Preliminary Investigation on Using Semi-Supervised Contextual Word Sense Disambiguation for Data Augmentation


Torunoglu-Selamet D., İnceoğlu A., Eryiğit G.

5th International Conference on Computer Science and Engineering (UBMK), Diyarbakır, Türkiye, 9 - 11 Eylül 2020, ss.337-342 identifier identifier

  • Yayın Türü: Bildiri / Tam Metin Bildiri
  • Cilt numarası:
  • Doi Numarası: 10.1109/ubmk50275.2020.9219389
  • Basıldığı Şehir: Diyarbakır
  • Basıldığı Ülke: Türkiye
  • Sayfa Sayıları: ss.337-342
  • İstanbul Teknik Üniversitesi Adresli: Evet

Özet

Recently, neural architectures play a significant role in the task of Word Sense Disambiguation (WSD). Supervised methods seem to be ahead of its rivals and their performance mostly depends on the size of training data. A numerous number of human-annotated data available for WSD task have been constructed for English. However, low-resource languages (LRLs) still face difficulty in finding suitable data resources. Gathering and annotating a sufficient amount of training data is a time-consuming and labor-expensive work. To address and overcome this problem, in this paper we investigate the possibility of using a semi-supervised context based WSD approach for data augmentation (in order to be later used for supervised learning). Since, it is even difficult to find WSD evaluation datasets for LRLs, in this study, we use English datasets to build a proof-of-concept and to evaluate their applicability onto LRLs. Our semi-supervised approach uses a seed set and context embeddings.
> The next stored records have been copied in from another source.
PR #4546, opened 2026-08-21
fix(pubsub/solace-amqp): stop killing the sidecar and leaking links on failure

nelson-parente:
# Description

Draft, for discussion.

`pubsub.solace.amqp` mishandles every failure path it has. None of it is broker-specific — it all applies to Solace users today — and none of it came from #4539.

| Now | Before |
| --- | --- |
| `connect()` returns errors | `logger.Fatal` on a failed dial or session **killed the sidecar**, and since it never returns, `Init` could not report the failure |
| Receive loop exits on link failure | The error was dropped whenever `msg` was nil — which is what happens once a link is done — and a detach doesn't cancel the context, so it spun on the same error at **100% CPU, silently, forever** |
| Sender and receiver links are closed | A sender link was **leaked per published message** |
| Retry loop stops on success | Once the first send failed it ran every remaining attempt regardless of outcome, resending a delivered message **up to 3 more times**. Its `ctx.Done()` `break` only left the `select`, which is what the `SA4011` suppression was hiding |
| `Close()` guards a nil session | Unreachable only because the `Fatal` above exited first |

The added `TestInitUnreachableBroker` doesn't fail an assertion on `main` — it kills the test binary:

```
level=fatal msg="Dialing AMQP server:dial tcp 127.0.0.1:1: connect: connection refused"
FAIL	github.com/dapr/components-contrib/pubsub/solace/amqp	0.522s
```

Deliberately out of scope: reconnect on connection loss, the publish-wide write lock that serialises all publishing, and `Features()` claiming `SUBSCRIBE_WILDCARDS` (absent from `metadata.yaml`, and the syntax is broker-specific).

## Issue reference

None — found while reviewing this component for use with other AMQP 1.0 brokers. Happy to split it up if preferred.

## Checklist

- [x] Code compiles correctly
- [x] Created/updated tests
- [x] Unit tests passing

### DIFF
--- a/pubsub/solace/amqp/amqp.go
+++ b/pubsub/solace/amqp/amqp.go
@@ -36,18 +36,20 @@ import (
 const (
 	publishRetryWaitSeconds = 2
 	publishMaxRetries       = 3
+
+	// defaultCloseTimeout bounds how long closing a link or session may block.
+	defaultCloseTimeout = 5 * time.Second
 )
 
 // amqpPubSub type allows sending and receiving data to/from an AMQP 1.0 broker
 type amqpPubSub struct {
-	session           *amqp.Session
-	metadata          *metadata
-	logger            logger.Logger
-	publishLock       sync.RWMutex
-	publishRetryCount int
-	wg                sync.WaitGroup
-	closed            atomic.Bool
-	closeCh           chan struct{}
+	session     *amqp.Session
+	metadata    *metadata
+	logger      logger.Logger
+	publishLock sync.RWMutex
+	wg          sync.WaitGroup
+	closed      atomic.Bool
+	closeCh     chan struct{}
 }
 
 // NewAMQPPubsub returns a new AMQPPubSub instance
@@ -86,8 +88,6 @@ func (a *amqpPubSub) Publish(ctx context.Context, req *pubsub.PublishRequest) er
 		return pubsub.NewTerminalError(errors.New("component is closed"))
 	}
 
-	a.publishRetryCount = 0
-
 	if req.Topic == "" {
 		return pubsub.NewTerminalError(errors.New("topic name is empty"))
 	}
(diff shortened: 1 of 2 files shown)


tthophan (approved):

nelson-parente:
Copilot's note above is right: when `Receive` returns a terminal link error, `subscribeForever` returns without cancelling `subCtx`, so the companion goroutine keeps its `WaitGroup` slot until the component closes. Fixed with a `defer cancel()` on the delivery goroutine, in the follow-up below rather than here, to keep this PR at the diff that was already approved — happy to pull it back into this one if you would rather.

For context on where this is going: #4602 builds on this and makes the component generic — `pubsub.amqp` with no address prefix by default, so ActiveMQ Artemis works out of the box, with `pubsub.solace.amqp` kept registered on its current defaults so existing configs are untouched. It also adds an Artemis conformance profile and the component's first certification suite.

That PR is stacked on this one, so this needs a maintainer look first. Docs are in dapr/docs#5295 and the runtime registration in dapr/dapr#10502.

pubsub/solace/amqp/amqp.go
```diff
@@ -114,29 +114,38 @@ func (a *amqpPubSub) Publish(ctx context.Context, req *pubsub.PublishRequest) er
 		address,
 		nil,
 	)
-
 	if err != nil {
-		a.logger.Errorf("Unable to create link to %s: %v", req.Topic, err)
-	} else {
+		a.logger.Errorf("Unable to create link to %s: %v", address, err)
```
cicoyle, line 118: Can we add back in the topic here?
```suggestion
		a.logger.Errorf("Unable to create link to %s (topic %q): %v", address, req.Topic, err)
```

pubsub/solace/amqp/amqp.go
```diff
@@ -114,29 +114,38 @@ func (a *amqpPubSub) Publish(ctx context.Context, req *pubsub.PublishRequest) er
...
+		if attempt >= publishMaxRetries {
+			break
+		}
+
+		a.logger.Warnf("Failed to publish a message to %s, retrying: %v", address, err)
+
+		select {
+		case <-time.After(publishRetryWaitSeconds * time.Second):
+		case <-ctx.Done():
+			return pubsub.NewRetriableError(ctx.Err())
```
cicoyle, line 148: Should this just return `ctx.Err()` directly and not a retriable err?
```suggestion
			return ctx.Err()
```

cicoyle (changes requested):
few nits from me then lgtm

pubsub/solace/amqp/amqp.go
nelson-parente: Applied as suggested in 8958b602.

pubsub/solace/amqp/amqp.go
nelson-parente: Yes. Changed to `return ctx.Err()` in 8958b602.

I checked the runtime side before changing it. The resiliency runner returns a bare `ctx.Err()` itself when an attempt times out (`pkg/resiliency/policy.go`, the timeout wrapper) and never reads the component's return value in that case, and its backoff is bound to the caller's context, so a done context ends the retries whatever code the error carries. The wrapper therefore changed no retry outcome, and it attributed a caller-side cancellation to the broker. The exhausted-retries return below it stays retriable, because that one is a broker failure.

pubsub/solace/amqp/amqp.go
```diff
@@ -157,62 +166,79 @@ func (a *amqpPubSub) Subscribe(ctx context.Context, req pubsub.SubscribeRequest,
...
+		defer cancel()
+		select {
+		case <-a.closeCh:
+		case <-subCtx.Done():
+		}
+	}()
+	go func() {
+		defer a.wg.Done()
+		a.subscribeForever(subCtx, receiver, handler, req.Topic, address)
+	}()
```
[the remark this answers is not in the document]
nelson-parente: Pulled into this PR in 336d70c0, rather than leaving it to the follow-up: the delivery goroutine now cancels the subscription context on the way out, so a receiver-link failure releases both goroutines and the wait-group slot. Not unit tested, because reaching it needs a live receiver link and a hand-built `amqp.Session` panics inside go-amqp.

pubsub/solace/amqp/amqp.go
```diff
@@ -114,29 +114,38 @@ func (a *amqpPubSub) Publish(ctx context.Context, req *pubsub.PublishRequest) er
...
-					a.logger.Warnf("Failed to publish a message to the broker: %v", err)
-				}
-
-				select {
-				case <-time.After(publishRetryWaitSeconds * time.Second):
-				case <-ctx.Done():
-					break //nolint:staticcheck // SA4011: preserved for backwards compat
-				}
-			}
+		if err == nil {
```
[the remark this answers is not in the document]
nelson-parente: Added in 336d70c0. The loop moved into `sendWithRetry`, which takes the send step as a function and its pause from a field, so `TestSendWithRetry` drives it with a counting fake in milliseconds. It covers the three cases asked for:

- a failure followed by a success stops at exactly two sends,
- an exhausted budget is the first attempt plus three retries, reported as retriable with the last error in the chain,
- a cancelled caller ends the wait, with one send, and gets `context.Canceled` back unwrapped.

I checked that the test fails against both original defects. Without the stop on success it counts four sends instead of two. With the cancellation branch a no-op, as it was before this PR, it gets the broker error back instead of the context error.

PR #4552, opened 2026-08-25
[1.19] feat(pubsub/rabbitmq): support externally managed and consistent hash exchanges

### LINKED ISSUE #4553: RabbitMQ pub/sub: option to use an externally managed exchange, queue and binding instead of declaring them
## Describe the feature

The RabbitMQ pub/sub component always issues an **active** declare for the topology objects it uses: `exchange.declare` for the topic (exchange name = topic name) and `queue.declare` + `queue.bind` for each subscription. There is no way to tell it that the topology already exists and is owned by something else.

That makes the component incompatible with a broker whose topology is managed declaratively — for example the [RabbitMQ Cluster Kubernetes Operator's Topology Operator](https://www.rabbitmq.com/kubernetes/operator/using-topology-operator#exchanges-bindings), which owns `Exchange`, `Queue` and `Binding` custom resources, but equally Terraform, `rabbitmqadmin`, or any other provisioning step.

### Why it breaks

AMQP declaration is idempotent only when *every* property matches. Where it doesn't, RabbitMQ answers `PRECONDITION_FAILED (406)` and closes the channel. The defaults on each side differ on every property:

| | exchange kind | durable | autoDelete |
|---|---|---|---|
| Topology Operator `Exchange` CR defaults | `direct` | `false` | `false` |
| What the component declares | `fanout` | `true` | `true` |

So out of the box the two collide. Coexistence is possible today only by hand-aligning each CR to the component's exact declaration — name, kind, `durable`, `autoDelete`, arguments — which inverts the point of managing topology declaratively, and has to be redone whenever component defaults change.

For an exchange kind the component cannot declare at all (see #3423 and the linked issue for `x-consistent-hash`), there is no alignment that works: the declare can never match, so the component fails permanently on that topic.

### Proposed feature

A passive declare mode, so the component asserts that a topology object exists rather than creating it:

```yaml
spec:
  type: pubsub.rabbitmq
  version: v1
  metadata:
    - name: exchangeDeclareMode
      value: "passive"    # declare (default, today's behaviour) | passive
    - name: queueDeclareMode
      value: "passive"    # declare (default, today's behaviour) | passive
```

- `exchangeDeclareMode: passive` — assert the topic exchange (and the dead-letter exchange, when `enableDeadLetter` is set) exists; never create or modify it.
- `queueDeclareMode: passive` — assert the consumer queue (and dead-letter queue) exists, and leave `queue.bind` to the external owner, since a binding belongs to whoever owns the queue.

Two independent knobs rather than one switch, because the useful middle case is real: an operator-owned exchange paired with queues the component still declares, since consumer queue names are only known at runtime.

`amqp091-go` already exposes `ExchangeDeclarePassive` and `QueueDeclarePassive`, so this is additive. Both default to `declare`, leaving existing behaviour untouched.

Worth pairing with clearer errors: today a `406` surfaces as a raw AMQP exception with no indication that a topology conflict is what happened, or what to do about it.

## Release Note

RELEASE NOTE: **ADD** `exchangeDeclareMode` and `queueDeclareMode` to the RabbitMQ pub/sub component, for brokers whose topology is managed externally (for example by the RabbitMQ Topology Operator).

### LINKED ISSUE #4554: RabbitMQ pub/sub: support the x-consistent-hash exchange type for partitioned per-key ordering
## Describe the feature

Support the `x-consistent-hash` exchange type in the RabbitMQ pub/sub component, so a topic can be partitioned across consumers with per-key ordering preserved.

Previously requested in #3423, which was auto-closed as stale.

### Why the existing option isn't sufficient

The component's only in-the-box ordering control is `concurrencyMode: single`, which gives strict ordering via a *single serial consumer*. That is fine at modest throughput, but it does not scale out: ordering and parallelism become mutually exclusive.

The workload shape this matters for is a high-volume event stream — hundreds of millions of events a day and growing — where ordering is required *per key* (a tenant/device pair, say), not globally, and where processing must stay parallel. On Kafka that is partitioning. On RabbitMQ the equivalent is an `x-consistent-hash` exchange from the [`rabbitmq_consistent_hash_exchange`](https://github.com/rabbitmq/rabbitmq-server/tree/main/deps/rabbitmq_consistent_hash_exchange) plugin, which hashes a routing key to pick one bound queue, so every message for a key lands on the same queue and can be processed in order there while other keys proceed in parallel.

Today the component validates `exchangeKind` against the four built-in AMQP types only, so `x-consistent-hash` can be neither declared nor bound to.

### How it is used

Publish side is unchanged — the existing per-message `routingKey` metadata is the partition key, and the exchange hashes it:

```
client.PublishEvent(ctx, pubsub, topic, data,
    dapr.PublishEventWithMetadata(map[string]string{"routingKey": "tenant-42/serial-7"}))
```

Subscribe side has one thing worth stating explicitly, because it is easy to get wrong: for a consistent-hash exchange the **binding key is the bound queue's bucket weight**, an integer — not a pattern. Each consumer binds its own queue with a weight, and the exchange distributes the key space across the bound queues in proportion:

```yaml
metadata:
  routingKey: "10"   # this queue's bucket weight on the hash ring
```

So the same `routingKey` metadata name carries a partition key when publishing and a bucket weight when subscribing. That asymmetry is inherent to the plugin, and deserves validation and documentation — an empty or non-numeric binding key currently fails deep inside the AMQP channel with a message that does not point at the configuration.

### Client support

No SDK work is needed. `amqp091-go` declares exchanges by an arbitrary kind string (`Channel.ExchangeDeclare(name, kind, …)`), so `x-consistent-hash` is accepted as-is; the plugin lives on the broker, not in the client. The component already carries `routingKey` metadata on both publish and `queue.bind`. What is missing is the validation allowlist and the binding-key semantics above.

### Scope

- Accept `x-consistent-hash` as an `exchangeKind`.
- Validate the subscription binding key as a positive integer bucket weight, and fail with a message naming the metadata field.
- Note the broker prerequisite in the docs: the `rabbitmq_consistent_hash_exchange` plugin must be enabled.

Related: #4553 — where the exchange is created by an external topology manager the component must also be able to bind to it rather than declare its own, and for `x-consistent-hash` that is the only workable path, since a declare of an unsupported kind can never match. The two are useful together.

## Release Note

RELEASE NOTE: **ADD** Support for the `x-consistent-hash` exchange type in the RabbitMQ pub/sub component, for partitioned per-key ordering with multiple consumers.

MyMirelHub:
## Description

Adds two metadata options to the RabbitMQ pub/sub component, and support for the `x-consistent-hash` exchange kind.

| Option | Values | Effect |
|---|---|---|
| `exchangeDeclareMode` | `declare` (default) / `passive` | `passive` asserts the topic exchange already exists; never creates or modifies it. |
| `queueDeclareMode` | `declare` (default) / `passive` | `passive` asserts the consumer queue already exists, and leaves `queue.bind` and dead-lettering to its external owner. |

The two are independent rather than one "external topology" switch: an operator-owned exchange paired with queues the component still declares is the combination consistent hash scale-out needs, since consumer queue names are only known at runtime.

Dead-lettering follows `queueDeclareMode`, not `exchangeDeclareMode`. The DLX and DLQ are named from `consumerID` and topic at runtime, so no external owner could pre-create them; they are the component's own objects and belong with the queue. Under `queueDeclareMode: passive` they are left entirely to the queue's owner and `enableDeadLetter` has no effect.

Also here:

- `x-consistent-hash` accepted as an `exchangeKind`; in `passive` mode any broker-supported kind is accepted, since the component never declares it.
- The consistent-hash binding key is validated as a positive integer bucket weight and fails as a terminal subscription error naming the metadata field, rather than as an opaque channel error the subscription retries forever. Skipped when the binding is not ours to make.
- `PRECONDITION_FAILED` and passive-declare-on-missing-object are rewritten into messages that name what conflicted and which option resolves it. Every other AMQP error passes through untouched.

No behaviour change by default: both modes default to `declare`, and existing `exchangeKind` values are unaffected.

## Issue reference

Closes #4553
Closes #4554

## Checklist

- [x] Code compiles correctly
- [x] Created/updated tests
- [x] Component metadata (`metadata.yaml`) updated
- [x] Certification test coverage
- [x] Extended the documentation — companion `dapr/docs` PR: dapr/docs#5297

### Tests

Unit tests cover declare/passive dispatch for exchanges and queues, the decorated and pass-through error paths, bucket-weight validation, and metadata parsing for both new fields.

Two certification tests, run through the runtime against a real broker. The suite's `docker-compose.yml` now enables `rabbitmq_consistent_hash_exchange` via a mounted `enabled_plugins` file.

- `TestRabbitMQPassiveTopology` declares the exchange, queue and binding out-of-band, runs a fully passive component against them, then asserts **via the management API that the broker's set of exchanges and queues is unchanged** — no `<consumerID>-<topic>` queue, no dead-letter objects, no second exchange.
- `TestRabbitMQConsistentHashPartitioning` runs two independently scaled consumers against an operator-owned `x-consistent-hash` exchange and asserts every key is handled by exactly one consumer, the key space is spread across both, and per-key order holds. A fanout-like or unordered regression fails it.

### DIFF
--- a/pubsub/rabbitmq/metadata.go
+++ b/pubsub/rabbitmq/metadata.go
@@ -48,6 +48,7 @@ type rabbitmqMetadata struct {
 	MaxLenBytes                        int64                  `mapstructure:"maxLenBytes"`
 	ExchangeKind                       string                 `mapstructure:"exchangeKind"`
 	ExchangeDeclareMode                string                 `mapstructure:"exchangeDeclareMode"`
+	QueueDeclareMode                   string                 `mapstructure:"queueDeclareMode"`
 	ClientName                         string                 `mapstructure:"clientName"`
 	HeartBeat                          time.Duration          `mapstructure:"heartBeat"`
 	PublisherConfirm                   bool                   `mapstructure:"publisherConfirm"`
@@ -80,6 +81,7 @@ const (
 	metadataMaxLenBytesKey                        = "maxLenBytes"
 	metadataExchangeKindKey                       = "exchangeKind"
 	metadataExchangeDeclareModeKey                = "exchangeDeclareMode"
+	metadataQueueDeclareModeKey                   = "queueDeclareMode"
 	metadataPublisherConfirmKey                   = "publisherConfirm"
 	metadataSaslExternal                          = "saslExternal"
 	metadataMaxPriority                           = "maxPriority"
@@ -93,15 +95,22 @@ const (
 	protocolAMQP  = "amqp"
 	protocolAMQPS = "amqps"
 
-	// exchangeDeclareModeDeclare makes the component declare the exchange itself
-	// (an active AMQP exchange.declare). This is the default and the historical
-	// behavior.
-	exchangeDeclareModeDeclare = "declare"
-	// exchangeDeclareModePassive makes the component verify that the exchange
-	// already exists (a passive AMQP exchange.declare) without creating or
-	// modifying it. Use this when the topology is owned by something else, such
-	// as the RabbitMQ Cluster Kubernetes Topology Operator or Terraform.
-	exchangeDeclareModePassive = "passive"
+	// declareModeDeclare makes the component declare the topology object itself
+	// (an active AMQP declare). This is the default and the historical behavior.
+	declareModeDeclare = "declare"
+	// declareModePassive makes the component verify that the topology object
+	// already exists (a passive AMQP declare) without creating or modifying it.
+	// Use this when the topology is owned by something else, such as the
+	// RabbitMQ Cluster Kubernetes Topology Operator or Terraform.
+	declareModePassive = "passive"
+
+	// Kept as distinct names because the two knobs are independent: an
+	// operator-owned exchange is commonly paired with queues that the component
+	// still creates, since consumer queue names are only known at runtime.
+	exchangeDeclareModeDeclare = declareModeDeclare
+	exchangeDeclareModePassive = declareModePassive
+	queueDeclareModeDeclare    = declareModeDeclare
+	queueDeclareModePassive    = declareModePassive
 
 	// exchangeKindConsistentHash is the exchange type provided by the
 	// rabbitmq_consistent_hash_exchange plugin. It is not a built-in AMQP
@@ -121,6 +130,7 @@ func createMetadata(pubSubMetadata pubsub.Metadata, log logger.Logger) (*rabbitm
 		ReconnectWait:                      time.Duration(defaultReconnectWaitSeconds) * time.Second,
 		ExchangeKind:                       fanoutExchangeKind,
 		ExchangeDeclareMode:                exchangeDeclareModeDeclare,
+		QueueDeclareMode:                   queueDeclareModeDeclare,
 		PublisherConfirm:                   false,
 		SaslExternal:                       false,
 		HeartBeat:                          defaultHeartbeat,
@@ -160,8 +170,13 @@ func createMetadata(pubSubMetadata pubsub.Metadata, log logger.Logger) (*rabbitm
 	}
 
 	result.ExchangeDeclareMode = strings.ToLower(result.ExchangeDeclareMode)
-	if !exchangeDeclareModeValid(result.ExchangeDeclareMode) {
-		return &result, fmt.Errorf("%s invalid RabbitMQ exchange declare mode %q, accepted values are %q and %q", errorMessagePrefix, result.ExchangeDeclareMode, exchangeDeclareModeDeclare, exchangeDeclareModePassive)
+	if !declareModeValid(result.ExchangeDeclareMode) {
+		return &result, fmt.Errorf("%s invalid RabbitMQ %s %q, accepted values are %q and %q", errorMessagePrefix, metadataExchangeDeclareModeKey, result.ExchangeDeclareMode, declareModeDeclare, declareModePassive)
+	}
+
+	result.QueueDeclareMode = strings.ToLower(result.QueueDeclareMode)
+	if !declareModeValid(result.QueueDeclareMode) {
+		return &result, fmt.Errorf("%s invalid RabbitMQ %s %q, accepted values are %q and %q", errorMessagePrefix, metadataQueueDeclareModeKey, result.QueueDeclareMode, declareModeDeclare, declareModePassive)
 	}
 
 	if err := validateExchangeKind(result.ExchangeKind, result.ExchangeDeclareMode); err != nil {
@@ -204,8 +219,8 @@ func (m *rabbitmqMetadata) formatQueueDeclareArgs(origin amqp.Table) amqp.Table 
 	return origin
 }
 
-func exchangeDeclareModeValid(mode string) bool {
-	return mode == exchangeDeclareModeDeclare || mode == exchangeDeclareModePassive
+func declareModeValid(mode string) bool {
+	return mode == declareModeDeclare || mode == declareModePassive
 }
 
 // exchangeKindValid reports whether the component is able to declare an
@@ -238,10 +253,17 @@ func validateExchangeKind(kind string, declareMode string) error {
 	return nil
 }
 
-// isPassiveExchangeDeclare reports whether the exchange topology is managed
-// outside of Dapr.
+// isPassiveExchangeDeclare reports whether exchanges are managed outside of
+// Dapr.
 func (m *rabbitmqMetadata) isPassiveExchangeDeclare() bool {
 	return m.ExchangeDeclareMode == exchangeDeclareModePassive
+}
+
+// isPassiveQueueDeclare reports whether queues and their bindings are managed
+// outside of Dapr. In that case the component neither declares the queue nor
+// binds it: the external owner is responsible for both.
+func (m *rabbitmqMetadata) isPassiveQueueDeclare() bool {
+	return m.QueueDeclareMode == queueDeclareModePassive
 }
 
 func (m *rabbitmqMetadata) connectionURI() string {
--- a/pubsub/rabbitmq/metadata.go
+++ b/pubsub/rabbitmq/metadata.go
@@ -16,6 +16,7 @@ package rabbitmq
 import (
 	"fmt"
 	"net/url"
+	"strings"
 	"time"
 
 	amqp "github.com/rabbitmq/amqp091-go"
@@ -46,6 +47,7 @@ type rabbitmqMetadata struct {
 	MaxLen                             int64                  `mapstructure:"maxLen"`
 	MaxLenBytes                        int64                  `mapstructure:"maxLenBytes"`
 	ExchangeKind                       string                 `mapstructure:"exchangeKind"`
+	ExchangeDeclareMode                string                 `mapstructure:"exchangeDeclareMode"`
 	ClientName                         string                 `mapstructure:"clientName"`
 	HeartBeat                          time.Duration          `mapstructure:"heartBeat"`
 	PublisherConfirm                   bool                   `mapstructure:"publisherConfirm"`
@@ -77,6 +79,7 @@ const (
 	metadataMaxLenKey                             = "maxLen"
 	metadataMaxLenBytesKey                        = "maxLenBytes"
 	metadataExchangeKindKey                       = "exchangeKind"
+	metadataExchangeDeclareModeKey                = "exchangeDeclareMode"
 	metadataPublisherConfirmKey                   = "publisherConfirm"
 	metadataSaslExternal                          = "saslExternal"
 	metadataMaxPriority                           = "maxPriority"
@@ -89,6 +92,22 @@ const (
 
 	protocolAMQP  = "amqp"
 	protocolAMQPS = "amqps"
+
+	// exchangeDeclareModeDeclare makes the component declare the exchange itself
+	// (an active AMQP exchange.declare). This is the default and the historical
+	// behavior.
+	exchangeDeclareModeDeclare = "declare"
+	// exchangeDeclareModePassive makes the component verify that the exchange
+	// already exists (a passive AMQP exchange.declare) without creating or
+	// modifying it. Use this when the topology is owned by something else, such
+	// as the RabbitMQ Cluster Kubernetes Topology Operator or Terraform.
+	exchangeDeclareModePassive = "passive"
+
+	// exchangeKindConsistentHash is the exchange type provided by the
+	// rabbitmq_consistent_hash_exchange plugin. It is not a built-in AMQP
+	// exchange type, so it is only usable against a broker with that plugin
+	// enabled.
+	exchangeKindConsistentHash = "x-consistent-hash"
 )
 
 // createMetadata creates a new instance from the pubsub metadata.
@@ -101,6 +120,7 @@ func createMetadata(pubSubMetadata pubsub.Metadata, log logger.Logger) (*rabbitm
 		AutoAck:                            false,
 		ReconnectWait:                      time.Duration(defaultReconnectWaitSeconds) * time.Second,
 		ExchangeKind:                       fanoutExchangeKind,
+		ExchangeDeclareMode:                exchangeDeclareModeDeclare,
 		PublisherConfirm:                   false,
 		SaslExternal:                       false,
 		HeartBeat:                          defaultHeartbeat,
@@ -139,8 +159,13 @@ func createMetadata(pubSubMetadata pubsub.Metadata, log logger.Logger) (*rabbitm
 		return &result, fmt.Errorf("%s invalid RabbitMQ delivery mode, accepted values are between 0 and 2", errorMessagePrefix)
 	}
 
-	if !exchangeKindValid(result.ExchangeKind) {
-		return &result, fmt.Errorf("%s invalid RabbitMQ exchange kind %s", errorMessagePrefix, result.ExchangeKind)
+	result.ExchangeDeclareMode = strings.ToLower(result.ExchangeDeclareMode)
+	if !exchangeDeclareModeValid(result.ExchangeDeclareMode) {
+		return &result, fmt.Errorf("%s invalid RabbitMQ exchange declare mode %q, accepted values are %q and %q", errorMessagePrefix, result.ExchangeDeclareMode, exchangeDeclareModeDeclare, exchangeDeclareModePassive)
+	}
+
+	if err := validateExchangeKind(result.ExchangeKind, result.ExchangeDeclareMode); err != nil {
+		return &result, err
 	}
 
 	ttl, ok, err := metadata.TryGetTTL(pubSubMetadata.Properties)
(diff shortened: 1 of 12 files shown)


MyMirelHub:
Coverage gap closed in 3b713ff — the uncovered lines were the pass-through branches of `decorateExchangeDeclareError` (a non-AMQP error, an AMQP error of another code, and `NOT_FOUND` raised while the component is the one declaring). All three now have tests pinning that the error reaches the caller untouched; the new functions are at 100%.

Unrelated to this PR: the `pubsub.mqtt3 certification` failure on the previous commit is a `fatal error: concurrent map writes` at `pubsub/mqtt3/mqtt.go:185`, where `delete(m.topics, topic)` races with writers that don't take `deletionLock`. This PR touches only `pubsub/rabbitmq/**` and `tests/certification/pubsub/rabbitmq/**`.

_🤖 Addressed by [Claude Code](https://claude.com/claude-code)_

pubsub/rabbitmq/rabbitmq.go
```diff
@@ -484,25 +503,78 @@ func (r *rabbitMQ) prepareSubscription(channel rabbitMQChannelBroker, req pubsub
...
+	}
+
+	if r.metadata.ExchangeKind != exchangeKindConsistentHash {
+		return nil
+	}
+
+	// For a consistent hash exchange the binding key is the weight of the bound
+	// queue, which must be a positive integer.
+	for _, routingKey := range routingKeys {
+		weight, err := strconv.ParseUint(strings.TrimSpace(routingKey), 10, 32)
```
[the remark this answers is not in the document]
MyMirelHub: Now validates the exact value that gets bound, so a padded key like ` 10 ` is rejected instead of reaching the broker. Test case added.

pubsub/rabbitmq/rabbitmq.go
```diff
@@ -578,7 +650,7 @@ func (r *rabbitMQ) subscribeForever(ctx context.Context, req pubsub.SubscribeReq
 			}
 		}
 
-		if err != nil && strings.Contains(err.Error(), errorInvalidQueueType) {
+		if err != nil && (errors.Is(err, errTerminalSubscription) || strings.Contains(err.Error(), errorInvalidQueueType)) {
 			if ackCh != nil {
 				ackCh <- true
 			}
```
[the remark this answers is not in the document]
MyMirelHub: ackCh is now `chan error`; the terminal error is logged and returned from Subscribe. Test asserts the message names `routingKey`.

pubsub/rabbitmq/rabbitmq.go
```diff
@@ -484,25 +503,78 @@ func (r *rabbitMQ) prepareSubscription(channel rabbitMQChannelBroker, req pubsub
...
 
+// declareQueue creates the queue, or asserts that an externally managed one
+// exists when queueDeclareMode is passive. RabbitMQ ignores every argument but
+// the name on a passive declare, so queue arguments are the external owner's
+// responsibility in that mode.
+func (r *rabbitMQ) declareQueue(channel rabbitMQChannelBroker, queueName string, durable, autoDelete bool, args amqp.Table) (amqp.Queue, error) {
+	if !r.metadata.isPassiveQueueDeclare() {
+		r.logger.Infof("%s declaring queue '%s'", logMessagePrefix, queueName)
+
+		return channel.QueueDeclare(queueName, durable, autoDelete, false, false, args)
```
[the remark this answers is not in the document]
MyMirelHub: Queue PRECONDITION_FAILED is now decorated with the queue name and `queueDeclareMode: passive`, matching the exchange path.

pubsub/rabbitmq/metadata.yaml
```diff
@@ -140,14 +140,51 @@ metadata:
...
     description: |
-      Exchange kind of the rabbitmq exchange.
+      Exchange kind of the rabbitmq exchange. "x-consistent-hash" requires the
+      rabbitmq_consistent_hash_exchange plugin to be enabled on the broker; with
+      it, the "routingKey" publish metadata is the partition key and the
+      "routingKey" subscription metadata is the queue's bucket weight.
+      When "exchangeDeclareMode" is "passive" any exchange kind supported by the
+      broker is accepted, because the component does not declare the exchange.
     default: '"fanout"'
     allowedValues:
```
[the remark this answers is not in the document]
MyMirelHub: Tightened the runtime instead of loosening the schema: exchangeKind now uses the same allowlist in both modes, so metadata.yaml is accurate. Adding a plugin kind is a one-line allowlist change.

We test with 9 different context based language models (including ELMo, BERT, RoBERTa etc.) and investigate their impacts on WSD. We increased our baseline results up to 28 percentage point improvements (baseline with ELMo 5039% and ELMo Sense Seed Based Average Similarity Model 78.06%) in terms of accuracy. Our initial findings reveal that the proposed approach is very promising for the augmentation of WSD datasets of LRLs.